Deze instelling wordt gebruikt voor de berekening van de “resterende tijd” en wordt standaard ingesteld op 50 % voor loodzuuraccu's. Echter, lithiumaccu's kunnen gebruikelijk beduidend dieper dan 50 % ontladen worden. De ontladingslimiet kan worden ingesteld op een waarde tussen de 10 en 20 %, tenzij de leverancier van de accu anders adviseert.
Waarschuwing
Belangrijke waarschuwing
Lithiumaccu's zijn duur en kunnen onherstelbaar worden beschadigd door zeer diepe ontlading of overlading. Schade als gevolg van diepe ontlading kan optreden als kleine belastingen de accu langzaam ontladen wanneer het systeem niet in gebruik is. Enkele voorbeelden van deze belastingen zijn alarmsystemen, standby-stroom van DC belastingen en afvoer van lekstroom van acculaders of laadregelaars.
Restontladingsstroom is vooral schadelijk als het systeem volledig ontladen is totdat het systeem uitschakelt door een te lage celspanning. Op dit moment kan de laadstatus tot 1 % dalen. De lithium accu raakt beschadigd als de resterende stroom uit de accu wordt getrokken. Deze schade kan onherstelbaar zijn.
Een reststroom van 1 mA bijvoorbeeld kan een 100 Ah accu beschadigen indien de accu voor meer dan 40 dagen ontladen was (1 mA x 24 h x 40 dagen = 0,96 Ah).

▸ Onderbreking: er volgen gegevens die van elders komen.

PR #28, opened 2023-07-26
Draft: Implements Encoder-Decoder Attention Model

mmz33:


JackTemaki:
I would recommend to build full setups before merging this to avoid the same problems we had with other code that we merged but never "used" before, I would help with this.

mmz33:
> I would recommend to build full setups before merging this to avoid the same problems we had with other code that we merged but never "used" before, I would help with this.

Yeah I agree.

JackTemaki (approved):

JackTemaki:
I completely forgot to test with this branch again after using it already for some time, did so now and it works normally.

i6_models/decoder/attention.py
```diff
@@ -0,0 +1,209 @@
...
+        self.output = nn.Linear(cfg.output_proj_dim // 2, cfg.vocab_size)
+        self.output_dropout = nn.Dropout(cfg.output_dropout)
+
+    def forward(
+        self,
+        encoder_outputs: torch.Tensor,
+        labels: torch.Tensor,
+        enc_seq_len: torch.Tensor,
+        state: Optional[Tuple[torch.Tensor, ...]] = None,
+        shift_embeddings=True,
```
Atticus1806, line 135:
```suggestion
        shift_embeddings: bool = True,
```

i6_models/decoder/zoneout_lstm.py
```diff
@@ -0,0 +1,47 @@
+import torch
+from torch import nn
+
+from typing import Tuple
+
+
+class ZoneoutLSTMCell(nn.Module):
```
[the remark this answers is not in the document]
JackTemaki: I do not like non-standard types in a config object, and nn.RNNCellBase would be one, thus no, I at least do not want one.

Atticus1806 (approved):

SimBe195 (changes requested):

i6_models/decoder/zoneout_lstm.py
```diff
@@ -0,0 +1,48 @@
...
+        super().__init__()
+        self.cell = cell
+        assert 0.0 <= zoneout_h <= 1.0 and 0.0 <= zoneout_c <= 1.0, "Zoneout drop probability must be in [0, 1]"
+        self.zoneout_h = zoneout_h
+        self.zoneout_c = zoneout_c
+
+    def forward(
+        self, inputs: torch.Tensor, state: Tuple[torch.Tensor, torch.Tensor]
+    ) -> Tuple[torch.Tensor, torch.Tensor]:
+        with torch.autocast(device_type="cuda", enabled=False):
```
albertz, line 27: Why is this disabled here? That should be explained in the code, maybe with some ref.

SimBe195 (approved):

De accumonitor trekt <48mW van een accu. De positieve voeding moet daarom worden onderbroken als een systeem met li-ion-accu's niet wordt gebruikt gedurende een periode die lang genoeg is om ervoor te zorgen dat het stroomverbruik van de accumonitor de accu volledig ontlaadt.
Isoleer de accu, in geval van twijfel over de mogelijke reststroomafname, door de accuschakelaar open te zetten, door de zekering(en) uit te trekken of door de accu plus los te koppelen wanneer het systeem niet in gebruik is.